From a (p, 2)-Theorem to a Tight (p, q)-Theorem

A family F of sets is said to satisfy the (p, q)-property if among any p sets of F some q have a nonempty intersection. The celebrated (p, q)-theorem of Alon and Kleitman asserts that any family of compact convex sets in ℝ^d that satisfies the (p, q)-property for some q ≥ d + 1, can be pierced by a fixed number (independent on the size of the family) f_d(p, q) of points. The minimum such piercing number is denoted by HD_d(p, q). Already in 1957, Hadwiger and Debrunner showed that whenever q > d-1/d p + 1 the piercing number is HD_d(p, q) = p - q + 1; no exact values of HD_d(p, q) were found ever since. While for an arbitrary family of compact convex sets in ℝ^d, d ≥ 2, a (p, 2)-property does not imply a bounded piercing number, such bounds were proved for numerous specific families. The best-studied among them is axis-parallel boxes in ℝ^d, and specifically, axis-parallel rectangles in the plane. Wegner (1965) and (independently) Dol'nikov (1972) used a (p, 2)-theorem for axis-parallel rectangles to show that HD_rect(p, q) = p - q + 1 holds for all q > √2p. These are the only values of q for which HD_rect(p, q) is known exactly. In this paper we present a general method which allows using a (p, 2)-theorem as a bootstrapping to obtain a tight (p, q)-theorem, for families with Helly number 2, even without assuming that the sets in the family are convex or compact.

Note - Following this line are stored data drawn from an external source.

PR #283, opened 2022-09-15
ENG-9385: add UserAccount resource

ricardorey10:
## Description of the change

> Description here

## Type of change

### Development

- [ ] Lint rules pass locally

### Code review

### Testing

> Description of testing

### DIFF
--- a/cyral/provider.go
+++ b/cyral/provider.go
@@ -174,6 +174,7 @@ func Provider() *schema.Provider {
 			"cyral_role_sso_groups":             resourceRoleSSOGroups(),
 			"cyral_sidecar":                     resourceSidecar(),
 			"cyral_sidecar_credentials":         resourceSidecarCredentials(),
+			"cyral_provider_database_account":   resourceRepositoryDatabaseAccount(),
 		},
 		ConfigureContextFunc: providerConfigure,
 	}
--- a/cyral/resource_cyral_repository_user_account.go
+++ b/cyral/resource_cyral_repository_user_account.go
@@ -1,0 +1,208 @@
+package cyral
+
+import (
+	"fmt"
+	"log"
+	"net/http"
+
+	"github.com/cyralinc/terraform-provider-cyral/client"
+
+	"github.com/hashicorp/terraform-plugin-sdk/v2/helper/schema"
+)
+
+var allAuthSchemes = []string{
+	"environment_variable",
+}
+
+type AuthSchemeEnvironmentVariable struct {
+	VariableName string `json:"variableName"`
+}
+
+type AuthScheme struct {
+	EnvironmentVariable *AuthSchemeEnvironmentVariable `json:"environmentVariable"`
+}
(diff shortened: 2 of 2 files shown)


cyral/provider.go
```diff
@@ -170,6 +170,7 @@ func Provider() *schema.Provider {
 			"cyral_repository_datamap":          resourceRepositoryDatamap(),
 			"cyral_repository_identity_map":     resourceRepositoryIdentityMap(""),
 			"cyral_repository_local_account":    resourceRepositoryLocalAccount(),
+			"cyral_repository_user_account":     resourceRepositoryUserAccount(),
```
ricardorey10, line 173: I think we should call this `database_account` because that's the terminology we're using in Jeeves.

cyral/resource_cyral_repository_user_account.go
```diff
@@ -0,0 +1,414 @@
...
+	UserAccountID string `json:"userAccountID"`
+}
+
+func (resp *CreateUserAccountResponse) WriteToSchema(d *schema.ResourceData) error {
+	d.SetId(resp.UserAccountID)
+	return nil
+}
+
+func (response *UserAccountResource) WriteToSchema(d *schema.ResourceData) error {
+	d.SetId(response.UserAccountID)
```
ricardorey10, line 90: I believe that this function will need to write all the details of the `UserAccountResource` you just read into the `d` map thingy. If you don't and you change something about this user account in the UI, then Terraform won't know about it and a subsequent `terraform apply` will wrongly think that nothing changed, and thus things will diverge.

cyral/resource_cyral_repository_user_account.go
```diff
@@ -0,0 +1,414 @@
...
+		return fmt.Errorf("exactly one auth_scheme attribute is required")
+	}
+
+	authSchemes := authSchemeSet[0].(map[string]interface{})
+
+	for k, v := range authSchemes {
+		authSchemeDetails := v.(*schema.Set).List()
+		if len(authSchemeDetails) == 0 {
+			continue
+		}
```
ricardorey10, line 110: I feel like this should also return an error, but I honestly don't know what all these casts are doing. Let's see what Victor and Alex say.

cyral/resource_cyral_repository_user_account.go
```diff
@@ -0,0 +1,414 @@
...
+								},
+							},
+						},
+						"hashicorp_vault": {
+							Description: "Credential option to set the repository user account from " +
+								"Hashicorp Vault.",
+							Optional: true,
+							Type:     schema.TypeSet,
+							MaxItems: 1,
+							MinItems: 1,
```
ricardorey10, line 349: Is this actually correct here even though for Vault we have 2 fields ("path" and "is_dynamic_user_account") ?

ricardorey10 (commented):
Some early comments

To demonstrate the strength of this method, we show that HD_d-box(p, q) = p - q + 1 holds for all q > c'log^d-1 p, and in particular, HD_rect(p, q) = p - q + 1 holds for all q ≥ 7 log₂ p (compared to q ≥ √2p, obtained by Wegner and Dol'nikov more than 40 years ago). In addition, for several classes of families, we present improved (p, 2)-theorems, some of which can be used as a bootstrapping to obtain tight (p, q)-theorems. In particular, we show that any family F of compact convex sets in ℝ^d with Helly number 2 admits a (p, 2)-theorem with piercing number O(p^2d-1), and thus, satisfies HD_F(p, q) = p - q + 1 for all q > cp^1-1/2d-1, for a universal constant c.